Suddenly the boy spoke up again, loudly this time.

"I know you've recently gone through a bad break-up but, why not try something new. Why not go out with me? C'mon, don't say no." The boy brought his leering face closer to mine and moved forward so I ignored the urge to punch him right there, that would do nothing. I was already on thin ice and a senseless, violent outburst was sure to get me in trouble from Principal Verne. Besides, I could feel the raw anger radiating from Dylan in waves and I could sense his hatred at the sleazy boy. I came up with some snarky come-back, a bit silly but laced with venom. I watched, satisfied as the boy crept away. I once again froze as I heard footsteps coming towards me.

Dylan Adams took a seat on the desk next to mine, a safe distance away.

"What do you want?" I asked flatly. Dylan's eyes, still laced with the promise of violence slid to my face. I looked at my feet awkwardly. I did exactly feel like small talk, despite who it was with. Quite frankly, I didn't know what I'd talk about with Dylan.

"Are you going to the party?" I murmured. Dylan, who still looking at me, nodded.

"Are you?" Dylan asked softly. I nodded too, finally looking at Dylan before turning to the now dark night sky, painted with the last few rays of life. Dylan followed my gaze, staying quiet, and I almost laughed. So this was it. This was how it ended. The laughing girl and rebel boy of the first few days were gone. And the broken girl and defiant, soft boy of that final day were gone too. The only remnants of the past were the fact that we were still here, if changed. We looked the same, but did not act the same, did not think the same.
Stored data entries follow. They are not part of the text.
PR #1424, opened 2026-09-05
Logging improvements: Get logger from context, standardize duration logging to milliseconds

harinik:
* Improved request-specific logging across http handlers.
* Added component context to log messages for easier troubleshooting.
* Removed remaining uses of api.Logger and replaced with request logger, where appropriate.

NOTE: This PR is meant to replace !1401

## Summary by CodeRabbit

- **Improvements**
  - Standardized operational logs across API, GTFS, and realtime processing with component and request context.
  - Request identifiers now carry through request logs, improving traceability during troubleshooting.
  - Operation durations, retry intervals, and realtime timing metrics are reported consistently in milliseconds.
  - Unified logging now covers API errors, warnings, imports, and realtime updates without changing response behavior or processing logic.


omlahore (commented):
In `LogOperation` the new branch calls `attr.Value.Duration()` for anything keyed `duration` or `duration_ms`, and `slog.Value.Duration()` panics when the kind is not a duration. Every call site today passes `slog.Duration` so nothing is broken right now, but the key says milliseconds, so `slog.Int64("duration_ms", 1500)` is the natural thing for someone to write next and that panics with `Value kind is Int64, not Duration`. I ran it to check.

I guess a kind check before the conversion would cover it, so only rewriting when `attr.Value.Kind() == slog.KindDuration` and leaving an already numeric value alone. The `slog.Duration("duration_ms", ...)` in `direction_precomputer.go` and `gtfsdb/helpers.go` reads a little odd for the same reason, since the unit is in the key but the value is still a `time.Duration`.

burma-shave (changes requested):
The previous comments regarding type checking the value passed for the duration_ms key seem worth fixing. Also, I think we can drop support for the `duration` key as it only seems to be used in tests.

harinik:
Addressed comments, PTAL.

burma-shave (approved):

burma-shave:
Thanks @harinik!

 After Adelaide, I'd been broken. Then I'd been broken again. Shattered again. I was healing now. Barely healed. I couldn't take a chance again, not when I felt like a single movement would send me tumbling to the ground, the carefully replaced pieces of me falling out of the place. So this was what was left. This awkwardness, this silence in the air between us. That was what was left of us. The coldness, this emptiness, where there had been such light? Strangers. That was what was left now. Strangers, everything that had been connecting us had been washed away. When I'd walked away, made that choice, I hadn't known what I was doing. But if I could do it all again, I would. I would let him go, I needed to let him go. I needed to stop holding onto whatever we had. Because that was gone, I'd let it go that day in the pool. So why did I find myself holding on? I stared into his sapphire eyes and wondered why, wondered if I'd ever find the answer. I'd tried to stop myself from falling down. I'd only fallen faster. And I still had further to fall.